Moderators: gmalivuk, Moderators General, Prelates

lesto
Posts: 8
Joined: Thu May 05, 2011 9:06 pm UTC

### stationary hovering

imagine a flying object, like a square, hovering at 10 cm from the ground.
At it's corner there are 4 turbine, in a perfectly physic world his engine should just provide trust equal to his weight to maintain the object "flat" and stationary.
Now, incline this object, like 4° on one corner.
If we want to return to the object "flat", just multiply at the force of the motor 1 + the cosine of the relative angle, this will maintain the hovering height and the object will return "flat", but not stationary: it will still translate.
To make it stationary i have to incline the object in the opposite corner, but how much to return perfectly on the origin?

pro tip: the object need some reaction time, but any-time you know its angulation, angular velocity and angular acceleration for every axis

Soralin
Posts: 1347
Joined: Wed May 07, 2008 12:06 am UTC

### Re: stationary hovering

So, something like this then?

Although that's may be a bit more advanced than what you're describing.

lesto
Posts: 8
Joined: Thu May 05, 2011 9:06 pm UTC

### Re: stationary hovering

yes, that's the idea, but not so advanced...

I've done a 3d testbed using jbullet, using a basic pid work, but i want understand if i can find out the physic formula, for hovering and maybe for "brake"

Charlie!
Posts: 2035
Joined: Sat Jan 12, 2008 8:20 pm UTC

### Re: stationary hovering

lesto wrote:I've done a 3d testbed using jbullet, using a basic pid work, but i want understand if i can find out the physic formula, for hovering and maybe for "brake"

To rotate you can just "move" force from some rotors to others.
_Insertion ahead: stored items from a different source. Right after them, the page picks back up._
Issue #654, opened 2015-05-14
offer ability to mark a list inactive


alanfgh:
It would be nice to be able to mark a list inactive. Inactive lists would not show up in the list of list names that opens above a given sentence when the list icon is clicked. They could also be hidden in the "Browse by list" view unless the user chose to view all lists. The idea is that someone who has created a bunch of lists could mark the old ones inactive in order to shorten the the list of list names.

trang:
I'm planning to close this issue because it is a bit outdated. Now that it is possible to set the visibility of a list to ["unlisted"](https://github.com/Tatoeba/tatoeba2/issues/677#issuecomment-170373110), do we still need to have this "inactive" status?

alanfgh:
Setting the visibility of a list to "unlisted" means that **other** people don't see your list, but it does nothing to help you look at a trimmed-down list of your own lists. 

To simplify, I have basically two kinds of lists: 
(1) Sentences that already existed in Tatoeba in Hebrew that I want to study, which I collect under the title "Heb (x): worth learning: private", where x is a number from 1 to (now) 24.
(2) Sentences that I added in English that I requested a Hebrew translation for, which I collect under the title "Eng (x): translation to Hebrew requested", where x is a number from 1 to (now) 8.

When a list reaches 100 sentences, the maximum number that can be downloaded, I stop and go on to a new one. (I realize that the Tatoeba maximum was chosen somewhat arbitrarily, but it's a convenient size for a list: not too short and not too long for printing and studying. It's also a nice round number that makes it easy to calculate how many sentences are contained in the lists.)

As you can see, the list of lists is too long to fit on the screen. I'd like to have a way to say that a particular list is inactive, so I don't want to see it in the list of lists displayed when I click the list icon for a sentence, but I don't want to get rid of the list. As it is, I need to rename the old lists with a prefix of "z~" just to get them out of the way. I'd rather not have to do that.

![possible_lists_for_sentence](https://cloud.githubusercontent.com/assets/1213027/14037053/255a50b8-f216-11e5-9857-ba2500234a3a.png)

trang:
Oh I see. I thought you were talking about the index list. Makes sense now.

trang:
The best solution I can think of would be to have 3 options in the permissions to edit:

1. editable by anyone
2. editable by only myself
3. editable by no one

When a list is editable by no one, it won't appear in the dropdown.

RyckRichards:
[...]

PR #1158, opened 2016-05-22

Think of it like hovering being the "zero point," and then you just applying a torque relative to zero. Accounting for drag effects may make things more complicated, though. Figuring out how much you'll need to brake can be done with the fact that force * time = change in momentum. That is, if you know the angular momentum of your object and you know the time you want to brake it in, you can calculate the amount of angular force (torque) needed to make it happen.

Of course, for propellers the force can vary with the speed and nearness to obstacles, so that does get a bit complicated. You'd need to actually use the differential form of the equation if you wanted to solve the interesting bits.
Some people tell me I laugh too much. To them I say, "ha ha ha!"

jmorgan3
Posts: 710
Joined: Sat Jan 26, 2008 12:22 am UTC

### Re: stationary hovering

lesto wrote:how much to return perfectly on the origin?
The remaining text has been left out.